#### DATA RECORDS:
__________
PR #6706, opened 2025-06-09
feat(schema): allow wilcard-schema friendly index expression

nicomouss:
This feature allows to use index expressions on wilcard-schema entities.

Now `expression` accepts either a SQL expression as a raw `string` (aka same behavior as til now); or a callback function that returns the SQL expression to be used, the dynamic schema being passed as a parameter.

```ts
@Entity({ schema: '*' })
@Index({ expression: (schema?: string) => `create index "custom_idx_on_name" on "${schema}"."author" ("name")` })
export class Author {
  ...
  @Property()
  name: string;
  ...
}
```

Logic is as follow:
- If the entity is setup with schema: "my_schema", "my_schema" is passed as a parameter.
- If the entity is setup with schema: "*", the dynamic schema is passed as a parameter (aka the targeted schema while calling `schemaGenerator.getCreateSchemaSQL({ schema: "..." })`).

Closes #6446


packages/entity-generator/src/SourceFile.ts
```diff
@@ -137,7 +137,7 @@ export class SourceFile {
       indexOpt.name = this.quote(index.name);
     }
 
-    if (index.expression) {
+    if (typeof index.expression === 'string') {
```
B4nan, line 140: i guess we should also support working with the callback here, since people can use callbacks dynamically via metadata hooks in case of a schema first approach. now a callback would be ignored completely.

B4nan (commented):
thanks!

Ruby184:
It would be great if the full table name were passed to the expression function, and also if the function received a second argument with the column mapping, similar to how it's currently done with the [@Check](https://mikro-orm.io/docs/defining-entities#check-constraints) decorator.

So your example would be:

```ts
@Entity({ schema: '*' })
@Index({ expression: (table, columns) => `create index "custom_idx_on_name" on "${table.split('.').join('"."')}" ("${columns.name}")` })
export class Author {
  ...
  @Property()
  name: string;
  ...
}
```

B4nan:
Good point. Maybe we could even have an object in the first parameter, it would have both table name and schema name as properties, and a `quoted` (or `quotedName`?) property, with already quoted and fully qualified name, so you could do ``@Index({ expression: (table, columns) => `create index "custom_idx_on_name" on ${table.quoted} ("${columns.name}")` })``.

packages/entity-generator/src/SourceFile.ts
nicomouss: Right, fixed in c853aa6

nicomouss:
> Good point. Maybe we could even have an object in the first parameter, it would have both table name and schema name as properties, and a `quoted` (or `quotedName`?) property, with already quoted and fully qualified name, so you could do `` @Index({ expression: (table, columns) => `create index "custom_idx_on_name" on ${table.quoted} ("${columns.name}")` }) ``.

I second the idea of two separated properties `table.name` and `table.schema` in the first param (plus the columns dictionary as the other param). imo much cleaner compared to have to split/join stuff inside the callback.

Regarding the `quotedName` param, does this add much value ?

imo, right out of the box the intent of this code:
`create index "custom_idx_on_name" on "${table.schema}"."${table.name}" ("${columns.name}")`
is clearer than this:
`create index "custom_idx_on_name" on ${table.quotedName} ("${columns.name}")`
or this:
`create index "custom_idx_on_name" on "${table.split('.').join('"."')}" ("${columns.name}")`

nicomouss:
> Good point. Maybe we could even have an object in the first parameter, it would have both table name and schema name as properties, and a `quoted` (or `quotedName`?) property, with already quoted and fully qualified name, so you could do `` @Index({ expression: (table, columns) => `create index "custom_idx_on_name" on ${table.quoted} ("${columns.name}")` }) ``.

I second the idea of two separate properties `table.name` and `table.schema` in the first param (plus the columns dictionary as the other param). imo much cleaner compared to have to split/join stuff inside the callback.

As for the other property, should we choose `table.fullyQualifiedQuotedName` instead of `table.quotedName` ?

B4nan:
> As for the other property, should we choose table.fullyQualifiedQuotedName instead of table.quotedName ?

That's way too huge, I would be fine with `table.quoted`, clear and concise, `quotedName` is fine as well, but nothing longer please.

packages/core/src/metadata/MetadataValidator.ts
```diff
@@ -207,7 +207,7 @@ export class MetadataValidator {
     }
   }
 
-  private validateIndexes(meta: EntityMetadata, indexes: { properties: string | string[] }[], type: 'index' | 'unique'): void {
+  private validateIndexes(meta: EntityMetadata, indexes: { properties?: string | string[] }[], type: 'index' | 'unique'): void {
```
B4nan, line 210: so the index properties are optional when its an expression on entity level, right?

packages/entity-generator/src/SourceFile.ts
nicomouss: As for now, just added test coverage for this, in c83b244

As a side note, there was a little bit of tiny side effect, as I had to change `properties` into `properties?` in a couple of places.

Otherwise, if `properties` stayed mandatory, then within metadata hook it was not possible to dynamically add a custom index with an expression callback like so:

```ts
entity.indexes.push({
  name: 'author2_custom_idx_on_email',
  expression: (schema?: string) => `create index "author2_custom_idx_on_email" on "${schema}"."author2" ("email")`,
});
```

packages/knex/src/schema/DatabaseTable.ts
```diff
@@ -878,10 +878,10 @@ export class DatabaseTable {
   }
 
   addIndex(meta: EntityMetadata, index: {
-    properties: string | string[];
+    properties?: string | string[];
```
B4nan, line 897: maybe we should validate that either properties or expression is provided? maybe in the validation method in metadata validator

tests/features/entity-generator/MetadataHooks.mysql.test.ts
```diff
@@ -97,6 +97,14 @@ const initialMetadataProcessor: MetadataProcessor = (metadata, platform) => {
           propOptions.type = 'IdentitiesContainer';
         }
       });
+
+      // Adding a custom index with an expression's callback.
+      // We need to make sure the expression's callback is generated on the entity.
+      // From https://github.com/mikro-orm/mikro-orm/pull/6706
```
B4nan: i dont think we need to link PRs that add code, we have git blame for that.

packages/entity-generator/src/SourceFile.ts
nicomouss: Oops, forgot to add test for uniques as well. Done in acd0d2f.

packages/core/src/metadata/MetadataValidator.ts
nicomouss: See my comment underneath your first review.

If not optional, then it's not possible to do do this in a metadata hook:

```ts
entity.indexes.push({
  name: 'author2_custom_idx_on_email',
  expression: (schema?: string) => `create index "author2_custom_idx_on_email" on "${schema}"."author2" ("email")`,
});
```

Actually `properties` was already optional for decorators and in entity schemas (so that we could indeed define and index with only an expression and no properties).
Only when we wanted to dynamically add an index (aka an index with only an expression, and no properties) in a metadata hook, then it was not possible.

packages/knex/src/schema/DatabaseTable.ts
nicomouss: Sure, can do.

Just to be clear on that point: I only made `properties` optional out of necessity to be able to add an expression-only index from a metadata hook, which was not possible otherwise.

But previous to that, it was already possible to declare an index like below:

```ts
@Index({})
export class Author {
  ...
}
```

No validation was done, nor any exception was raised, nor any test was in place.

Now at least, the behavior is unified over the codebase.

In the end, do you want me to incorporate the new validation behavior as part of this PR ?

B4nan: That's invalid for sure, on entity level you need to specify properties or expression. If you want to do it separately, I don't mind, but we should validate this.

nicomouss:
f3a5702 brings the implementation of the `expression` callback now accepting two parameters:

- first parameter `table` is an object containing 3 properties:
  - `name` is the name of the table
  - `schema` is the name of the schema
  - `quoted` is the fully qualified-quoted name (aka "mychema"."mytable")

- second parameter `columns` is a js-property-to-db-column dictionnary of the given entity

This is working for both `@Index` and `@Unique`.

So it is now possible to do stuff like below, similar to how `@Check` decorator is working:

```ts
@Entity({ schema: '*' })
@Index<Author>({ expression: (table, columns) => `create index "custom_idx_on_name" on "${table.schema}"."${table.name}" ("${columns.name}")` })
export class Author {
  ...
  @Property()
  name: string;
  ...
}
```

Other examples:

```ts
// Using table.quoted
@Index<Author>({ expression: (table, columns) => `create index "custom_idx_on_name" on ${table.quoted} ("${columns.name}")` })

// By omitting the type (@Index instead of @Index<Author>), columns is not type-checked
@Index({ expression: (table, columns) => `create index "custom_idx_on_name" on ${table.quoted} ("${columns.my_prop}")` })
```

The side effect of this implementation, is that the `properties` decorator option on `@Index` and `@Unique` decorators is not type-checked anymore:

```ts
// This will not raise any type-checking errors anymore
@Index({ name: 'custom_idx_1', properties: ['name', 'email','not_existing_prop'] })
```

Indeed, this does not seem to be possible to bring both type-checkings (aka for `properties` option, and for the `columns` parameter in the expression callback) working at the same time on a given decorator implementation.

Tried lots and lots of ways to figure this out, always hitting a dead end constantly.

That is actually why probably the `@Check` decorator does not type-check its `property` option either. But instead only type-checks the `columns` parameter within the `expression` callback.

B4nan:
Hmm, that's weird, I would very much like to keep the type safety we have now, it would be a downgrade to lose that. Did you try the [same condition](https://github.com/mikro-orm/mikro-orm/blob/833a6403ca393c341fca8e6207652d063fdb0677/packages/core/src/decorators/Indexed.ts#L33) as we have for the `properties` option now? That's what deals with the `typeof User` vs `User` difference. I'll have a look, I am sure there is a way to make this work.

B4nan:
It seems to work fine for me with that approach:

```ts
expression?: string | (T extends EntityClass<infer P> ? IndexCallback<P> : IndexCallback<T>);
```

It won't allow to pass the type explicitly, but that's something I don't want from users at all, those should be inferred (and it is not allowed in the current version either).

nicomouss:
All right, all good now ! Thanks for having brought fresh eyes on this.

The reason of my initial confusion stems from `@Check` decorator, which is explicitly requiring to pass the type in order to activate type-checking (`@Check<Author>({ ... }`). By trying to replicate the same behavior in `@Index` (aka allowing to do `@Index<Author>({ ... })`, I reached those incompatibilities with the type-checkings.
__________
#### TASK TO CARRY OUT:
The answer must consist of every line from the listing above that includes the word "private".

#### WRITTEN SOLUTION:
-  private validateIndexes(meta: EntityMetadata, indexes: { properties: string | string[] }[], type: 'index' | 'unique'): void {
+  private validateIndexes(meta: EntityMetadata, indexes: { properties?: string | string[] }[], type: 'index' | 'unique'): void {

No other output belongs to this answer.